昨今の地方創生という議論の中で、国の機関の地方移転などがありますが、なかなか実現しません。言葉だけで「地方の時代だ」と言うのは簡単ですが、実行するのは難しい。一気に国の行政機関を移すのはそこで働く人や関係する人たちから反発もあるでしょうし、現実は難しいでしょう。ただ、医療や教育といった地方にあったほうがいい分野もあるわけですから、そういう分野から少しずつ進めていく必要があると思います。

 一番ネックになるのが、4大都市圏に集中する大学です。地方から進学して、そこで就職してしまうので若者が戻ってこないのは当然です。だからこそ、地方にあってしかるべきものを移して、受け皿になる部分を創生していかなければならない。こうした現実的な部分を国政できちんと議論していただきたいと思っています。
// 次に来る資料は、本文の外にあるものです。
PR #24225, opened 2023-03-15
FIX FILTER_VALIDATE_EMAIL is not a string and limit to POST

hregis:


hregis:
@eldy ready to merge

htdocs/core/class/html.formticket.class.php
```diff
@@ -49,10 +49,15 @@ class FormTicket
 	public $db;
 
 	/**
-	 * @var string	The track_id of the ticket. Used also for the $keytoavoidconflict to name session vars to upload files.
+	 * @deprecated
```
eldy, line 52: No the comment was good.
track_id is not trackid.
They are 2 different fields used for 2 different purposes.

htdocs/public/ticket/ajax/ajax.php
```diff
@@ -65,6 +66,12 @@
 	httponly_accessforbidden('Option TICKET_CREATE_THIRD_PARTY_WITH_CONTACT_IF_NOT_EXIST of module ticket is not enabled');
 }
 
+if (empty($token) || $token !== currentToken()) {
```
eldy, line 69: Because the page that is calling the ajax is a public page, using a token is useless because the token will be also public.
Goal of token is to avoid to allow CSRF attack so allow an attacker to execute the page into the session of another user. But here this is a public component and any body can execute it so what is goal of blocking the use into the session of another user when you are already allowed to execute it in your own session.

htdocs/core/class/html.formticket.class.php
```diff
@@ -264,23 +266,26 @@ public function showForm($withdolfichehead = 0, $mode = 'edit', $public = 0, Con
...
 								},
 								function(response) {
+									var response = jQuery.parseJSON(response);
 									if (response.error) {
                                         jQuery("#contact_search_result").html("<span class=\"error\">"+response.error+"</span>");
 									} else {
                                         var contact_list = response.contacts;
-										if (contact_list.length == 1) {
+
+										if (typeof(contact_list) !== "undefined" && contact_list.length) {
```
eldy, line 283: What happen if the response return 2 record ?

hregis: @eldy if 2 records with the same email address it displays the first, it's not good I presume? :-)

hregis: @eldy if nothing is displayed when it finds more than 1, there will be the possibility of creating a new contact at the risk of creating one at each request!

hregis: @eldy I just tested with "contact_list.length == 1" and indeed with each ticket request the user creates a new third party with the same name!

hregis: @eldy to have this type of functionality it would be preferable to have a customer account access and a customer account request!

eldy: > @eldy to have this type of functionality it would be preferable to have a customer account access and a customer account request!

Sure. Autofill data based on a user input with outside of a login session will always means "no good duplicate management" and also "no security". It means you can guess and retreive data by entering random entry. 

On other pages, you must first enter   "A Public Tracking ID" and an "Email" and email must match the email of the ticket of the entered public tracking id to be into a valid session and see data. It should be the same for the call of this page. If we want to retreive a contact, search should not be done with email only but with couple email + a tracking id of a ticket previously entered.
This is why this feature `"if ($with_contact) {" ` is disabled by default.

eldy:
I try to close this ticket. But i don't understand the initial trouble. Can you explain what is the initial problem this PR try to fix ?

 最終的には政治的な判断次第でしょうね。政治判断がすべてだとは言いませんが、民間活力を動かすには、まず政治判断あってこそですからね。地方と国の関係も同様で、まず国の判断なくして地方は動きづらいわけです。菅義偉(すが・よしひで)首相がデジタル化を推進していますが、国と地方で格差が出てしまうようでは不安しかないですからね。
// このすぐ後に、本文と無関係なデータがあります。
PR #24238, opened 2023-03-16
FIX #24138 Fix box_birthdays SQL for postgres

### LINKED ISSUE #24138: Migration issue 15.0.4 -> 17.0.0: SQL error on "birthday for this month"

 話を戻しますが、私は立科町が自立していくことに自信を持っています。もちろん、簡単ではありませんよ。ですが、きめ細かい行政サービスのメリットがあるからです。合併なども生き残る道ですが、大きな自治体になれば隅っこは見えなくなるでしょう。

 新型コロナ禍に関する定額給付金も都市部では、なかなか届かない。でも、小さな自治体はすばやく対応できるわけです。これはある意味、地方であることの強みと言ってもいいでしょう。

 具体的な立科町の施策については、私が町長に就任する前からスタートしていますが、全国から学生を募って地元事業者の課題実現のためのアイデアを立案してもらう「タテシナソン」に期待をしています。
タテシナソンでテーマを提供した「牛乳専科もうもう」の牧場=2020年10月、長野県立科町(iRONNA編集部、西隅秀人撮影)
タテシナソンでテーマを提供した「牛乳専科もうもう」の牧場=2020年10月、長野県立科町(iRONNA編集部、西隅秀人撮影)
 これはもともと「アイデアソン」という取り組みがあって、「アイデア」と「マラソン」をくっつけた造語ですが、これを立科町独自にもっと実用的なものにしたわけです。「タテシナソン」のよい部分は、地元事業者の弱みを分析して、何が足りないのかを認識した上で、学生たちのアイデアを生かそうという点ですね。

 地元にいて事業をやっていると、どうしても視野が広がらない部分があります。そこを克服するために全国から学生たちを募って、しかもそのアイデアを実行するというところまで徹底するわけです。